Look through the records below for the line holding "Issue #246, opened 2018-01-06". Write it out exactly, with each following line through the line holding "Current state of".

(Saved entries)
§
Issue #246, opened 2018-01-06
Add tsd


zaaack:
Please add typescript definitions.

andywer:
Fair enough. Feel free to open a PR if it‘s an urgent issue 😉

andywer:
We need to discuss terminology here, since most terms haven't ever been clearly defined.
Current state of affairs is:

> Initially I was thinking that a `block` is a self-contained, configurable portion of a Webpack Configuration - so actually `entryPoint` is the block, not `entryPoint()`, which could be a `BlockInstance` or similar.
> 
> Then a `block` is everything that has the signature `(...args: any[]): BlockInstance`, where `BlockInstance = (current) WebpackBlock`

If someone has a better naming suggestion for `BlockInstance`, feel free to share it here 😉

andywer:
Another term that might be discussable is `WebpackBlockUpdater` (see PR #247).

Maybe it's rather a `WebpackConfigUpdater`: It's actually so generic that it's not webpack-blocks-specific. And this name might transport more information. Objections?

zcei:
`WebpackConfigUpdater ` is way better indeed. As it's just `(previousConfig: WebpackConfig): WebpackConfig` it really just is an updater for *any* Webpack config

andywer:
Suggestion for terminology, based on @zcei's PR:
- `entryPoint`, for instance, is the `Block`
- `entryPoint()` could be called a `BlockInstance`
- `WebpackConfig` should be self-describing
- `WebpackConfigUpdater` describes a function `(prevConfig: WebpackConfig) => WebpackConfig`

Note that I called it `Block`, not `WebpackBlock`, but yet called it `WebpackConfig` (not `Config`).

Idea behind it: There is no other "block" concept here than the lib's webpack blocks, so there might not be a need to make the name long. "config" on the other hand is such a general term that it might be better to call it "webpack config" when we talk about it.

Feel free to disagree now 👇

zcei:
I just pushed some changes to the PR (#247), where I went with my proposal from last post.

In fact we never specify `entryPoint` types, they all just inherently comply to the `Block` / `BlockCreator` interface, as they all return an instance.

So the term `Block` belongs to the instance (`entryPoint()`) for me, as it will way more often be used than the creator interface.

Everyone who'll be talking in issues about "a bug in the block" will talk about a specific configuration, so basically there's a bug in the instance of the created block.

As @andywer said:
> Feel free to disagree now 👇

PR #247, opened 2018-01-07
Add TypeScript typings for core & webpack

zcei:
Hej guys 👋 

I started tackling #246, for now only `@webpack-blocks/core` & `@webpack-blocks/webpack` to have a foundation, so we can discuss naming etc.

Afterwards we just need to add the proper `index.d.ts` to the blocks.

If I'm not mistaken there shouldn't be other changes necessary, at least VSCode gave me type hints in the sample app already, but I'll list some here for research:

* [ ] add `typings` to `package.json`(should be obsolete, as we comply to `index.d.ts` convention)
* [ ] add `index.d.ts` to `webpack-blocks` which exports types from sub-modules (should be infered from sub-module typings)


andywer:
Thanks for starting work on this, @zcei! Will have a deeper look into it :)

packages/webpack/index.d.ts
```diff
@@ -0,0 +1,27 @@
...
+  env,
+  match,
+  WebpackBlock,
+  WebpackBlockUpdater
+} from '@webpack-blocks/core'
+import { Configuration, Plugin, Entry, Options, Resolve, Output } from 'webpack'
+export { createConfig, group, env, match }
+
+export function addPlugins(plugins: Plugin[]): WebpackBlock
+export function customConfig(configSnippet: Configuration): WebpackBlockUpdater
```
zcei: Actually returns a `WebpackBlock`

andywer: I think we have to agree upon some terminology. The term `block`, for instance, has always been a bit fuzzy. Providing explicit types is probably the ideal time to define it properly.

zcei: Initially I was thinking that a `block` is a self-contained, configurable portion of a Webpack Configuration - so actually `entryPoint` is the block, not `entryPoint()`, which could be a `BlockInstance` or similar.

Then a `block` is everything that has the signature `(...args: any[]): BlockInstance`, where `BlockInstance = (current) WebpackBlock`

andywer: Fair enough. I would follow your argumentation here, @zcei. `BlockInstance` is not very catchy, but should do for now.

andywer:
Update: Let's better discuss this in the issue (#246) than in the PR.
§
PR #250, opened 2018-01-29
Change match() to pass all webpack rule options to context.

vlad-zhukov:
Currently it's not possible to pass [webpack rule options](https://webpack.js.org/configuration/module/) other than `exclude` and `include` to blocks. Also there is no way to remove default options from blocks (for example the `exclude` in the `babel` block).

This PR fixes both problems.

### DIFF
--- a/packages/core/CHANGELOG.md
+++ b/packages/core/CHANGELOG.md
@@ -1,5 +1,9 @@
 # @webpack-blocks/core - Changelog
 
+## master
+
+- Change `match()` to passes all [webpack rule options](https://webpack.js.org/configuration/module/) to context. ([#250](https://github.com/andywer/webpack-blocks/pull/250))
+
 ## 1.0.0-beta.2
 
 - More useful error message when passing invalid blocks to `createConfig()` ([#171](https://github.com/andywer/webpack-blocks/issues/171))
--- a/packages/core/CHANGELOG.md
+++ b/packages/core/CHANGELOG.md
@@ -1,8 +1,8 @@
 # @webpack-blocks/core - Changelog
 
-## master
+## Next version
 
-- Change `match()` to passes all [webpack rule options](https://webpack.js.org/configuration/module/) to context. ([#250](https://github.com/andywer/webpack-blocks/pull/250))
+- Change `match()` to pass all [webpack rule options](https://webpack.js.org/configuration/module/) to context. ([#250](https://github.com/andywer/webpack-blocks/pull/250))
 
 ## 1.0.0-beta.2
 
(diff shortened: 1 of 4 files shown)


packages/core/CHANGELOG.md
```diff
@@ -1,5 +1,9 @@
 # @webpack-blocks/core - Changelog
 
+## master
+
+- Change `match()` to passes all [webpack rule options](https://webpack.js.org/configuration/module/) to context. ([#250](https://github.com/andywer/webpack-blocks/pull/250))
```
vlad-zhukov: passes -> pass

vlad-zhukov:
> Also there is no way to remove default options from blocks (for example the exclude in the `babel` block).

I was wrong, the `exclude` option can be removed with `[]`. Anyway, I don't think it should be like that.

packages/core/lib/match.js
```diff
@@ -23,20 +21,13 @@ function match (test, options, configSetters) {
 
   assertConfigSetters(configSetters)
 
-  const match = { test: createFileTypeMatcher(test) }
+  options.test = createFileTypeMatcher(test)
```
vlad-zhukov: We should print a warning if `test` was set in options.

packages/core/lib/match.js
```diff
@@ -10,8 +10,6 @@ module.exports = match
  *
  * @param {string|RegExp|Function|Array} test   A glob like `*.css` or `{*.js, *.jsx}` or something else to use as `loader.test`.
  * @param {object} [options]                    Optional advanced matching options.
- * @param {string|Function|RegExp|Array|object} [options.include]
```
§
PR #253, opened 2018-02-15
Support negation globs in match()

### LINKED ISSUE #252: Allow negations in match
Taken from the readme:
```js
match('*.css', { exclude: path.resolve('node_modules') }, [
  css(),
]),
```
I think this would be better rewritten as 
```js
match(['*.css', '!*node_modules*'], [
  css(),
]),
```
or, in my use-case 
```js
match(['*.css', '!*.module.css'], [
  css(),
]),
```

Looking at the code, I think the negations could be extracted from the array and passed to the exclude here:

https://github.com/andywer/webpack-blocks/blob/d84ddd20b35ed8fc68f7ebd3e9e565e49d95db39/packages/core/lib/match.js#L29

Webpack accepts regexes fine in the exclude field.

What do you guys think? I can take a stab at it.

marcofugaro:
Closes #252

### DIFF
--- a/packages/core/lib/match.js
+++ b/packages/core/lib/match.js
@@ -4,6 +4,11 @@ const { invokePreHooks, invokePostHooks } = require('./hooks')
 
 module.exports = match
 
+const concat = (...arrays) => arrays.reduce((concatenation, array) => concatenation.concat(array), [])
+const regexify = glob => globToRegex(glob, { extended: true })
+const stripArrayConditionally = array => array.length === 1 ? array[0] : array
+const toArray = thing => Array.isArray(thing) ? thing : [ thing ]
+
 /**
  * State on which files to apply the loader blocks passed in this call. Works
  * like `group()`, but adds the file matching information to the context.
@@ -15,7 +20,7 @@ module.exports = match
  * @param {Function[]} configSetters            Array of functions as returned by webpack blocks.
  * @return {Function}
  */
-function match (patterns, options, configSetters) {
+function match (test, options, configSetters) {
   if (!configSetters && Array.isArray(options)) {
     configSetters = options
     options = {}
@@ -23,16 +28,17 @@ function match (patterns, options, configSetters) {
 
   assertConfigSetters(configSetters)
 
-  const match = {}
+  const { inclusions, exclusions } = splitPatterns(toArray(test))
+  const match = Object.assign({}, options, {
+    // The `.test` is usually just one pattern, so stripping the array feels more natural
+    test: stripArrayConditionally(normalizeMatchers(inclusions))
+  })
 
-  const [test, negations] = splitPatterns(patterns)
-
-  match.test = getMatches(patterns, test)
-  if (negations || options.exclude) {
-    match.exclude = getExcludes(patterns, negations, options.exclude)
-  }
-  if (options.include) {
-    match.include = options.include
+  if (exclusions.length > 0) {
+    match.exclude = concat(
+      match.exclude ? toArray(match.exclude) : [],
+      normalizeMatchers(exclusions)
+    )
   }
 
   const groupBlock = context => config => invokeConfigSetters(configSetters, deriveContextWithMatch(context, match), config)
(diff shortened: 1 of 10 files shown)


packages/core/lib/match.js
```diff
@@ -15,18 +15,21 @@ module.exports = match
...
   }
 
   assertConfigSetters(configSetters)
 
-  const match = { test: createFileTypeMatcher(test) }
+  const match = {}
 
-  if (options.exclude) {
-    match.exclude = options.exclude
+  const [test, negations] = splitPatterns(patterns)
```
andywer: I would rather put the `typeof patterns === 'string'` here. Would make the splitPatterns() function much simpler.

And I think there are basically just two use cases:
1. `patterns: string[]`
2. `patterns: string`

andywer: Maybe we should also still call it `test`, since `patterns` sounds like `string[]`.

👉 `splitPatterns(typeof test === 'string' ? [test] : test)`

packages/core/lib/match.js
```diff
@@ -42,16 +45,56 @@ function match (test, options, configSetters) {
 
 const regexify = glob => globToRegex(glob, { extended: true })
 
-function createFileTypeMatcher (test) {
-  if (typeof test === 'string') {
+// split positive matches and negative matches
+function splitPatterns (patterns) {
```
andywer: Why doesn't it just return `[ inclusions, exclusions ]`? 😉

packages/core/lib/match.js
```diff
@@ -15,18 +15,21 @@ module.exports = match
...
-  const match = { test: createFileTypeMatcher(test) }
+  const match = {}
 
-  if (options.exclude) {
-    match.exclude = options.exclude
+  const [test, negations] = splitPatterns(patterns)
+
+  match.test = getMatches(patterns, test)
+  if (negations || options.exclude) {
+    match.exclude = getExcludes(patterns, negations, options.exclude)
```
§
Reply to the exercise:
Issue #246, opened 2018-01-06
Add tsd


zaaack:
Please add typescript definitions.

andywer:
Fair enough. Feel free to open a PR if it‘s an urgent issue 😉

andywer:
We need to discuss terminology here, since most terms haven't ever been clearly defined.
Current state of affairs is:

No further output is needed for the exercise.